[AIM OF THE TASK]
There is one span to output from the data below: the lines starting at the line with "Session establishment is" and ending at the line with "In order to". Output it exactly, ends included, nothing more.

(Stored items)
━━━

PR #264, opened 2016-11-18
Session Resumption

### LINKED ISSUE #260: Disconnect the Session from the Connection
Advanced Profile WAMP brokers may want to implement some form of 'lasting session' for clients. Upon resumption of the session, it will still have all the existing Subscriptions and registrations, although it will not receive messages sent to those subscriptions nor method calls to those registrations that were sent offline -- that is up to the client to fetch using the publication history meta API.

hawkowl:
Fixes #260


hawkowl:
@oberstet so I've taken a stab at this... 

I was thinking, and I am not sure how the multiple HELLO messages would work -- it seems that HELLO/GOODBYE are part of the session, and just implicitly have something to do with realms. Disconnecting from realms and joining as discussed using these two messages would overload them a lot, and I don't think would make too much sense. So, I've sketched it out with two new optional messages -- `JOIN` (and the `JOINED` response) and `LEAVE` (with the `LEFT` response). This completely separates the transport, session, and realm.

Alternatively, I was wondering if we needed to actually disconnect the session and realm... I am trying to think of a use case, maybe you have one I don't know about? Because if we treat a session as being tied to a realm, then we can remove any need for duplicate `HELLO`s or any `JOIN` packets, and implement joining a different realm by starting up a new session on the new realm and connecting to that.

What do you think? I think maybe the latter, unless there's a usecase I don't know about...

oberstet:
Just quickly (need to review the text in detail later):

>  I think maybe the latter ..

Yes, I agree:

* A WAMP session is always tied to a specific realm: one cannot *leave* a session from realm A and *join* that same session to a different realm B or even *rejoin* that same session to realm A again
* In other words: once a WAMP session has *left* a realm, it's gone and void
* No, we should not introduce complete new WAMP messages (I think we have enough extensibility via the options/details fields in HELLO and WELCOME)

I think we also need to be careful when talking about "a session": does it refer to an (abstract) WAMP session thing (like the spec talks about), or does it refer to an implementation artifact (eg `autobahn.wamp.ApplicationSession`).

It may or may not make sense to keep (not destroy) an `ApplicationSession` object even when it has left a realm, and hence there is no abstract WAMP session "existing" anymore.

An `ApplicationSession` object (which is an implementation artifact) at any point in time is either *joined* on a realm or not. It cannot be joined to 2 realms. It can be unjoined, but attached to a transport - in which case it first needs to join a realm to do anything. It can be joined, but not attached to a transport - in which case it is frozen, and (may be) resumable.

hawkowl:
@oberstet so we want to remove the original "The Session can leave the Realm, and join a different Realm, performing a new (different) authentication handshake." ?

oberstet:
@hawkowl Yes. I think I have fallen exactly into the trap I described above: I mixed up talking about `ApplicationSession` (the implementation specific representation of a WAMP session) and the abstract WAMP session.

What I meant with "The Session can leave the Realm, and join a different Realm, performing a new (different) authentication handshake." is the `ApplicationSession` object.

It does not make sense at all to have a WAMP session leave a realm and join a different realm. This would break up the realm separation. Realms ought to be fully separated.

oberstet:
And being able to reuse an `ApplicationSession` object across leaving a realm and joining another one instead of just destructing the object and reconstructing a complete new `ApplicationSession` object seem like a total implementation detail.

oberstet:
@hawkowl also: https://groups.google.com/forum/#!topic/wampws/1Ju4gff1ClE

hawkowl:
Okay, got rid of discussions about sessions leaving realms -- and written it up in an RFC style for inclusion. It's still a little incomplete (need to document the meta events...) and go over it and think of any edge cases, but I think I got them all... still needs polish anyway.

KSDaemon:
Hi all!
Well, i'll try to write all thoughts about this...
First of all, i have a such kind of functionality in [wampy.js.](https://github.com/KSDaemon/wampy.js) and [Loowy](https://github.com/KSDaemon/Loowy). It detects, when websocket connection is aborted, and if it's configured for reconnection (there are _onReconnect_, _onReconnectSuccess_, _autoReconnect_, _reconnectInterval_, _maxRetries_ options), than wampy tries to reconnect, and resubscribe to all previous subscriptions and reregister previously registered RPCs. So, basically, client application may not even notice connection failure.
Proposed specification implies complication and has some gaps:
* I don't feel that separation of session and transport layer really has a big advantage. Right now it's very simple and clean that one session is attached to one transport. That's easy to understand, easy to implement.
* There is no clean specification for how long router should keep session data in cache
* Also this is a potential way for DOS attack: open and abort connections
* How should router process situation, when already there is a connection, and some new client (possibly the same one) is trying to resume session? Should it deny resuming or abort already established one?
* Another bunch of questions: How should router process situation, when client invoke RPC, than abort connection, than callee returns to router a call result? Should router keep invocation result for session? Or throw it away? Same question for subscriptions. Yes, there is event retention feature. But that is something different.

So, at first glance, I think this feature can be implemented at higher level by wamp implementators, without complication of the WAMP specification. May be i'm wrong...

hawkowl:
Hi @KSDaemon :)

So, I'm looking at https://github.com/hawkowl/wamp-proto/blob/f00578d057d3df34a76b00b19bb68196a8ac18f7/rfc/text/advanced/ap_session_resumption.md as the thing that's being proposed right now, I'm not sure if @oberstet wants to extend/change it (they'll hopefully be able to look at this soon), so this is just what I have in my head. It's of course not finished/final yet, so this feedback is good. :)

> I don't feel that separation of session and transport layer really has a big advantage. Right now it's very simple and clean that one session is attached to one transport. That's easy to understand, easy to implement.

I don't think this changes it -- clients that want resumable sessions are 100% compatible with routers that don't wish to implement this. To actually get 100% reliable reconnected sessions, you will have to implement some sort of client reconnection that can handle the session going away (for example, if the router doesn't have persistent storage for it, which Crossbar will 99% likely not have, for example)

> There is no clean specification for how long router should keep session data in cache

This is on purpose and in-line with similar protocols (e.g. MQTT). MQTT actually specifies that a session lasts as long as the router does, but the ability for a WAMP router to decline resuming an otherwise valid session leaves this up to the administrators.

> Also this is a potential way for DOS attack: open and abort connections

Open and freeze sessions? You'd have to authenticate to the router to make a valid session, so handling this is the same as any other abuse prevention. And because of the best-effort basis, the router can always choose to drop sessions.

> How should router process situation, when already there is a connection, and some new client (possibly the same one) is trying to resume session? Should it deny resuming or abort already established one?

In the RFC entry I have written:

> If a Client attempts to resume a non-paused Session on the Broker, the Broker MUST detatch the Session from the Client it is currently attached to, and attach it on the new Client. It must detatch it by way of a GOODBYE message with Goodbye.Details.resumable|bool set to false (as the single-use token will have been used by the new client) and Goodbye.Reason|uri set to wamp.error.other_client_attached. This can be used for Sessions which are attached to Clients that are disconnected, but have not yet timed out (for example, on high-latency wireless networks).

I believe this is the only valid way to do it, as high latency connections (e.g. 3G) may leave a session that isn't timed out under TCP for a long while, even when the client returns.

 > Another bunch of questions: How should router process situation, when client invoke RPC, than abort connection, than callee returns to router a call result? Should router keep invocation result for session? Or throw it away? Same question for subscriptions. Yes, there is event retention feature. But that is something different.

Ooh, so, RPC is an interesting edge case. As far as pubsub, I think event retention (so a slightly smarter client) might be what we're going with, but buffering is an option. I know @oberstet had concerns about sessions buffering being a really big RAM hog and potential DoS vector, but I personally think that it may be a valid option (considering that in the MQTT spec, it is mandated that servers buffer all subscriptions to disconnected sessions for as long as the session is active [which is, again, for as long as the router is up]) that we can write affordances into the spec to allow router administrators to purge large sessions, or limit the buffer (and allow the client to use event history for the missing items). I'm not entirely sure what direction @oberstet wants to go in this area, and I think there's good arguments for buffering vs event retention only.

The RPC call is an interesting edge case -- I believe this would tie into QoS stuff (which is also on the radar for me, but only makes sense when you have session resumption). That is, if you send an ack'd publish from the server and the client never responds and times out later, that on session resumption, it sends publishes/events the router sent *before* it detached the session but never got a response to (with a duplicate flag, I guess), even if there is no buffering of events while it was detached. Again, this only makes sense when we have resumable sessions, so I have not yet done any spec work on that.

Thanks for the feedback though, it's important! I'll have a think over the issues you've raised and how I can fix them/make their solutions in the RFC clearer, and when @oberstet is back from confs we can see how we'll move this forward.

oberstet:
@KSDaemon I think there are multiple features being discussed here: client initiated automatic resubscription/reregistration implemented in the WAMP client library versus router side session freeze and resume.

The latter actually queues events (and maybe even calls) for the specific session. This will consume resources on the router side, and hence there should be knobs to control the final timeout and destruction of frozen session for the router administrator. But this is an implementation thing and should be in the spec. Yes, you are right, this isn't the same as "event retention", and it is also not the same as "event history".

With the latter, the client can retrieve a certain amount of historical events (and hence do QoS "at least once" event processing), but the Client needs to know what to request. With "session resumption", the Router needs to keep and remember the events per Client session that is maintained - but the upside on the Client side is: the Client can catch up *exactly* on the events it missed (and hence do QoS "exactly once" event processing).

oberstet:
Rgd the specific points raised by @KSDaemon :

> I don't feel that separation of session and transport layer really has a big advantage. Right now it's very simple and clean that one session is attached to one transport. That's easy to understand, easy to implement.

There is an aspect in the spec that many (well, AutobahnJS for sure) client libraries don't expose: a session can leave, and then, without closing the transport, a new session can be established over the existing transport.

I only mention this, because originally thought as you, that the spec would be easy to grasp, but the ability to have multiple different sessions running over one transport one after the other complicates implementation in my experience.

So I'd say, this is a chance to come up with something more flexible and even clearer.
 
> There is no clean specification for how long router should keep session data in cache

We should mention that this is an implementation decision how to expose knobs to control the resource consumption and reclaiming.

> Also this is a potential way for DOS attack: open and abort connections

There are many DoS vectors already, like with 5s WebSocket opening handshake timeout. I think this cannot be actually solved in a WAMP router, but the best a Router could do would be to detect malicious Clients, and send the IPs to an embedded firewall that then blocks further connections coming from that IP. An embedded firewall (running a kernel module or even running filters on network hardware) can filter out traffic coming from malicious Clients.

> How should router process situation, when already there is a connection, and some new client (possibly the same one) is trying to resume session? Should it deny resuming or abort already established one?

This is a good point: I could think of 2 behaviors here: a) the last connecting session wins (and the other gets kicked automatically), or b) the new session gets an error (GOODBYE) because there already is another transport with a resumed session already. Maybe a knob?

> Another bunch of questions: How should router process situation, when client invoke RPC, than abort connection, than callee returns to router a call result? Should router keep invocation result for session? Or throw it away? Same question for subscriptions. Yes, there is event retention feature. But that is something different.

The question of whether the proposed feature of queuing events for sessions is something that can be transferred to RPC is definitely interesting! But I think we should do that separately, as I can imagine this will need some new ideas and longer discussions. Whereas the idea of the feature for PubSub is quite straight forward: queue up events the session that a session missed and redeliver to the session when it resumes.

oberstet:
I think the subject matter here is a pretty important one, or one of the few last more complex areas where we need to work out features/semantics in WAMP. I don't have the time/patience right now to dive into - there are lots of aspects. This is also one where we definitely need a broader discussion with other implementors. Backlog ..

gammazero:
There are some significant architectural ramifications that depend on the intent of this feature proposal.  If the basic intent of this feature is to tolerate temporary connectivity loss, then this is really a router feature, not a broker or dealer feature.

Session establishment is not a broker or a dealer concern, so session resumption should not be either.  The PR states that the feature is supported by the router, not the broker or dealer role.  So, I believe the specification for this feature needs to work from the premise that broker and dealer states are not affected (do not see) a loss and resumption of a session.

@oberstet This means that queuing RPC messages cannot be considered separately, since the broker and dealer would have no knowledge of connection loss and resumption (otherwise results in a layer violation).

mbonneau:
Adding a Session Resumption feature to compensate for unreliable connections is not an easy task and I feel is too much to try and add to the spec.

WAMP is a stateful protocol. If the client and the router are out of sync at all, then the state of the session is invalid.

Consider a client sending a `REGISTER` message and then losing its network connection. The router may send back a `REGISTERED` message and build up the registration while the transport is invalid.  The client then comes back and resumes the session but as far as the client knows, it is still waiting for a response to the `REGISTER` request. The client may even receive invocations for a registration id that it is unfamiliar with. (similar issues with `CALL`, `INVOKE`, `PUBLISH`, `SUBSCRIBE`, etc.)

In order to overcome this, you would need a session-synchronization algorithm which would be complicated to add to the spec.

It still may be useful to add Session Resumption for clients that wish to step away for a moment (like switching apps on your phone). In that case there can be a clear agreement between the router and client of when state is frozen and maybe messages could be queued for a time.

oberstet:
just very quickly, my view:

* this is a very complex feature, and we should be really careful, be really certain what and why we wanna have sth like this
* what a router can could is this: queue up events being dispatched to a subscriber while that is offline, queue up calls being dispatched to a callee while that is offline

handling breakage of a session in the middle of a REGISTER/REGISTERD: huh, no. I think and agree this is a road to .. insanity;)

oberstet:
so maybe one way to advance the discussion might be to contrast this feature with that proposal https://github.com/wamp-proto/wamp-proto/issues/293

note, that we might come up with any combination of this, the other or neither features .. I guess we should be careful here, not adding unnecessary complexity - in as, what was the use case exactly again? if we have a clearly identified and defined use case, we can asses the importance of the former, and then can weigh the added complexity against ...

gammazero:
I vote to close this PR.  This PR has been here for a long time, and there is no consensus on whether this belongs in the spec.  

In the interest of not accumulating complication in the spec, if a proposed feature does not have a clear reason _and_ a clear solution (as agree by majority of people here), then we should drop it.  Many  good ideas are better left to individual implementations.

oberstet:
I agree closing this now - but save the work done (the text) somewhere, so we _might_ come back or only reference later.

━━━

[TASK ANSWER]
Session establishment is not a broker or a dealer concern, so session resumption should not be either.  The PR states that the feature is supported by the router, not the broker or dealer role.  So, I believe the specification for this feature needs to work from the premise that broker and dealer states are not affected (do not see) a loss and resumption of a session.

@oberstet This means that queuing RPC messages cannot be considered separately, since the broker and dealer would have no knowledge of connection loss and resumption (otherwise results in a layer violation).

mbonneau:
Adding a Session Resumption feature to compensate for unreliable connections is not an easy task and I feel is too much to try and add to the spec.

WAMP is a stateful protocol. If the client and the router are out of sync at all, then the state of the session is invalid.

Consider a client sending a `REGISTER` message and then losing its network connection. The router may send back a `REGISTERED` message and build up the registration while the transport is invalid.  The client then comes back and resumes the session but as far as the client knows, it is still waiting for a response to the `REGISTER` request. The client may even receive invocations for a registration id that it is unfamiliar with. (similar issues with `CALL`, `INVOKE`, `PUBLISH`, `SUBSCRIBE`, etc.)

In order to overcome this, you would need a session-synchronization algorithm which would be complicated to add to the spec.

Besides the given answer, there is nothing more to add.